痩せた童子の体躯でありながら、巨大で棘の付いた金棒は軽々と振るわれた。
――霊気が籠ってる。石術のたぐいだね。
ミズメは金棒を回避すると、それに触れて自身の霊気を押し込み、鬼の気を追い出した。
術による制御を奪われたからか、カネクマ少年は金棒を取り落とし、己の得物と地面のあいだに足を挟んで悲鳴を上げた。
「甘い、甘い。ひよっこだね。はい、負けー」
ミズメは腰から小太刀を抜くと彼の首に当てた。
「まだ負けてねえ!」
小鬼は必死になって金棒をどけると今度は素手で殴り掛かってきた。
ミズメは太刀を下げ、そのまま特に術もなにも用いず、軽く投げ飛ばしてやった。
「あーあ。まーた負けおった。おまさんの言う通り、カネクマは新入りで、まだまだ鬼としちゃひよっこだ。カネクマよ、飯を食わんからそうなるんだぞ」
タルクマが溜め息をついた。
「ご飯を食べないんですか? 育ち盛りに見えるのに」
オトリが首を傾げる。
「トラクマの獲ってきたもんも食わんし、里へ出て賊業をするにも、よくしくじりおるからなあ。それに、こいつには弟がおっての。今も奥でなんぞわしたちの暮らしの手伝いをしてくれとるんだが、ただでさえ飯の用意が少ないのに弟にくれてやるもんだから、このなりっちゅうわけじゃ」
「敵の施しは受けねえ!」
カネクマ少年は仰向けに倒れたまま声を上げた。
「ふふ、良い子じゃないの。鬼なんてやめちゃえば良いのに」
オトリは目を細めて袖で口を覆った。すると、「強い鬼じゃねえと守れねえんだ」と呟きが聞こえてきた。

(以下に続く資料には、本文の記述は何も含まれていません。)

PR #691, opened 2021-06-16
Adds Current Season Page

scottcinatl:
- This PR has now been tested against the API. A follow up PR will be needed to implement the correct Levels UI to the page

### DIFF
--- a/packages/web-app/src/modules/seasons-views/pages/CurrentSeasonPage.tsx
+++ b/packages/web-app/src/modules/seasons-views/pages/CurrentSeasonPage.tsx
@@ -10,7 +10,9 @@ const styles = (theme: SaladTheme) => ({
     color: theme.darkBlue,
     display: 'flex',
     flexDirection: 'column',
-    height: '100vh',
+  },
+  levels: {
+    display: 'flex',
   },
   subtitle: {
     alignItems: 'center',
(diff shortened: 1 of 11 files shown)


packages/web-app/src/modules/seasons-views/pages/CurrentSeasonPage.tsx
```diff
@@ -0,0 +1,74 @@
...
+import { SaladTheme } from '../../../SaladTheme'
+import { withLogin } from '../../auth-views'
+import { Level } from '../../seasons/models'
+
+const styles = (theme: SaladTheme) => ({
+  container: {
+    color: theme.darkBlue,
+    display: 'flex',
+    flexDirection: 'column',
+    height: '100vh',
```
seniorquico, line 13: This makes the page bigger than it should be (forces scroll bars) if the content is shorter than the full height of the viewport because it does not account for the extra space taken up by the nav bar or the window controls.

See Jason's `Account.tsx` file (from the profile PR) & Daniel's `BonusPage.tsx` file (from the bonus PR). The "page" element needs the following styles:

```css
flex: 1,
backgroundImage: 'linear-gradient(to right, #56A431 , #AACF40)'
```

seniorquico (changes requested):

seniorquico (approved):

「……ミズメさん、飲み比べには是非とも勝ってくださいね。勝ったら、皆さんとお話をしてみたいと思います」
優しい眼差し。鬼を前にして初めて見せる表情。
「う、うん」
ミズメはまだ始めていないというのに、酒気に当てられたかのごとくふら付いた。
さて、大酒飲み対決が始まった。なんのことはない、それぞれ限界まで酒を飲んで、樽の中身を多く減らせたほうが勝利という単純なものだ。
時間無制限、互いに互いの顔を見ながらの戦い。
こちらが調子を落とせば負けを認めたことになり、あちらが調子を上げればそれに従う。それが飲み比べの法である。

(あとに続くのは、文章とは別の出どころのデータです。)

PR #694, opened 2021-06-16
Added notifications when bonuses are claimed

dsarfati:


packages/web-app/src/modules/bonus/BonusStore.ts
```diff
@@ -38,8 +39,48 @@ export class BonusStore {
 
     try {
       yield this.axios.post(`/api/v2/bonuses/${bonusId}/claim`)
+
+      const bonus = this.unclaimedBonuses.find((x) => x.id === bonusId)
```
seniorquico, line 43: There's a race condition here. Because the HTTP request to claim it is async, you cannot guarantee that this is the next line of code to execute. While this request is happening, the refresh service's timer could've already been queued to fire and update our list of unclaimed bonuses. It's possible this could return `undefined`.

You should pull this line to the top of the function, before the async request.

seniorquico (changes requested):

seniorquico (approved):

PR #719, opened 2021-06-21
Allow default salad avatar selection

jpark799:
I remember hearing we don't want to add the default avatar to the api call because it could end up getting expensive when we could just add it on client side. This was a way I found to do it but if you have any suggestions to make this cleaner, please feel free to let me know :)


dsarfati (approved):
Looking good!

「これは醴酒かい? 甘めだけどまだ若いね。でも、しっかり醸せば宮中でも通用する銘酒の気配があるね」
一口呷って感想を述べる。
「おまさん、見る目があるのう! わしが作った酒じゃ。おっしゃる通り、夏用に仕込む醴酒の験しの一献だ。夏になったら樽を担いで駅路近くの里の酒刀禰連中と味で勝負するつもりだ!」
タルクマも一口。上機嫌な鬼の笑顔である。
「氷が欲しくなるね。夏にやったら最高だろうねえ。酢絞めの魚や漬物なんかもあれば言うことなしだ」
「生憎、つまみはここにはないんだよなあ。氷だったら、あいつが用意できるんじゃがな」
タルクマの指し示す先には細身と銀の長髪の鬼が座っている。
「陰ノ気まみれで宜しければ」
初めて口を開いた鬼。なかなかの美声である。彼は手の中で氷塊を弄んでいる。
「膤熊は俺の次に霊力の強い男じゃ。怒らせたら心臓を凍らせられるぞ」
首領が紹介する。
「むむ、氷術使い……」
オトリが唸る。
「ユキクマさんよ、ちょっと頼めるかい?」
「だったらわしも頼もうかのう。これは冷えたほうが絶対に旨いに決まっとる」
「いっそ、勝負なんてうっちゃらかして、あんたの酒蔵の見学がしたいよ」
「そうするかのう? なあ、シュテン、ええか?」
酒飲みどもは唇を舐め舐め言った。
「駄目です。おふたりとも勝負をしてるのでしょうに!」
笑顔で返事をしようとした首領の代わりに叱る巫女。ミズメは慌てて盃を傾けた。それに応じてタルクマもぐいとやる。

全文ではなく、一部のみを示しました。